Question

In the given pair identify most acidic compound in (A) and (B). Most basic in (C) and (D).

• A. A-I, B-II, C - I, D - II
• B. A - II, B - I, C - I, D - II
• C. A-II, B-II, C - II, D - II
• D. A-1, B-II, C-I, D-I

Answer 1

Answer: (B)

A - II, B - I, C - I, D - II

Answer 2

To determine the most acidic compound in pairs (A) and (B), we analyze the effects of substituents on the stability of the carboxylate anion. For basicity in pairs (C) and (D), we examine the availability of the lone pair on the nitrogen atom.

Acidity:

• Pair (A): Benzoic acid (I) vs. o-toluic acid (II)

  • Benzoic acid (I) has a -COOH group attached to a benzene ring.
  • o-Toluic acid (II) has a -COOH group and a -CH₃ group at the ortho position on the benzene ring.
  • The methyl group (-CH₃) is electron-donating (+I effect), which destabilizes the carboxylate anion, thus decreasing acidity.
  • However, at the ortho position, steric hindrance from the methyl group causes the -COOH group to twist out of the plane of the benzene ring. This reduces the resonance stabilization of the carboxylate anion. While reduced resonance normally decreases acidity, the net effect of the ortho-methyl group in o-toluic acid leads to increased acidity compared to benzoic acid. (pKa of benzoic acid = 4.20, pKa of o-toluic acid = 3.91).
  • Therefore, o-toluic acid (A-II) is more acidic.

• Pair (B): Cyclohexanecarboxylic acid (I) vs. 2-methylcyclohexanecarboxylic acid (II)

  • Cyclohexanecarboxylic acid (I) is an aliphatic carboxylic acid.
  • 2-methylcyclohexanecarboxylic acid (II) has a methyl group at the alpha-carbon.
  • The methyl group is electron-donating (+I effect). This increases electron density, destabilizing the carboxylate anion and decreasing acidity.
  • Therefore, cyclohexanecarboxylic acid (B-I) is more acidic.

Basicity:

• Pair (C): Aniline (I) vs. o-toluidine (II)

  • Aniline (I) is a primary aromatic amine.
  • o-Toluidine (II) is aniline substituted with a methyl group at the ortho position.
  • The methyl group is electron-donating (+I effect), which increases electron density on the nitrogen atom, making it more basic.
  • However, the ortho methyl group in o-toluidine causes steric hindrance. This hindrance can impede the approach of a proton to the nitrogen atom or affect the solvation of the resulting protonated amine (conjugate acid), thereby decreasing basicity. The net effect is that o-toluidine is less basic than aniline. (pKb of aniline = 9.4, pKb of o-toluidine = 10.9).
  • Therefore, aniline (C-I) is more basic.
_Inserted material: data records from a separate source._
PR #2293, opened 2024-04-10
bump to minimum python version to 3.10 and test 3.12

sdaulton:
## Motivation
Bump minimum version of python from 3.9 -> 3.10 and start testing 3.12, since scientific python is no longer supporting py3.9: https://scientific-python.org/specs/spec-0000/

(Write your answer here.)

## Test Plan

Circle CI, running manual nightly job: https://github.com/sdaulton/botorch/actions/runs/8638469226

### DIFF
--- a/.github/workflows/deploy_on_release.yml
+++ b/.github/workflows/deploy_on_release.yml
@@ -15,10 +15,7 @@ jobs:
       fail-fast: false
       matrix:
         os: ["ubuntu-latest", "macos-14", "windows-latest"]
-        python-version: ["3.9", "3.11"]
-        exclude:
-          - os: "macos-14"
-            python-version: "3.9"  # not available for macos-14
+        python-version: ["3.10", "3.11", "3.12"]
     steps:
     - uses: actions/checkout@v4
     - name: Set up Python ${{ matrix.python-version }}
@@ -32,7 +29,7 @@ jobs:
       run: |
         pytest -ra --cov=. --cov-report term-missing
     - name: Upload coverage
-      if: ${{ runner.os == 'Linux' && matrix.python-version == 3.9 }}
+      if: ${{ runner.os == 'Linux' && matrix.python-version == 3.10 }}
       run: |
         bash <(curl -s https://codecov.io/bash)
 
@@ -79,7 +76,7 @@ jobs:
       with:
         miniconda-version: "latest"
         activate-environment: test
-        python-version: "3.9"
+        python-version: "3.10"
     - name: Fetch all history for all tags and branches
       run: git fetch --prune --unshallow
     - name: Install dependencies
--- a/.github/workflows/deploy_on_release.yml
+++ b/.github/workflows/deploy_on_release.yml
@@ -15,7 +15,7 @@ jobs:
       fail-fast: false
       matrix:
         os: ["ubuntu-latest", "macos-14", "windows-latest"]
-        python-version: ["3.10", "3.11", "3.12"]
+        python-version: ["3.10", "3.12"]
     steps:
     - uses: actions/checkout@v4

• Pair (D): Cyclohexylamine (I) vs. 2-methylcyclohexylamine (II)

  • Cyclohexylamine (I) is a primary aliphatic amine.
  • 2-methylcyclohexylamine (II) has a methyl group attached to the ring adjacent to the carbon bearing the amino group.
  • The methyl group is electron-donating (+I effect). This increases electron density on the nitrogen atom, making its lone pair more available for protonation and thus increasing basicity. There is no significant steric hindrance affecting basicity in this case.
  • Therefore, 2-methylcyclohexylamine (D-II) is more basic.

Combining these results: Most acidic in (A) is (II). Most acidic in (B) is (I). Most basic in (C) is (I). Most basic in (D) is (II).

This corresponds to A-II, B-I, C-I, D-II.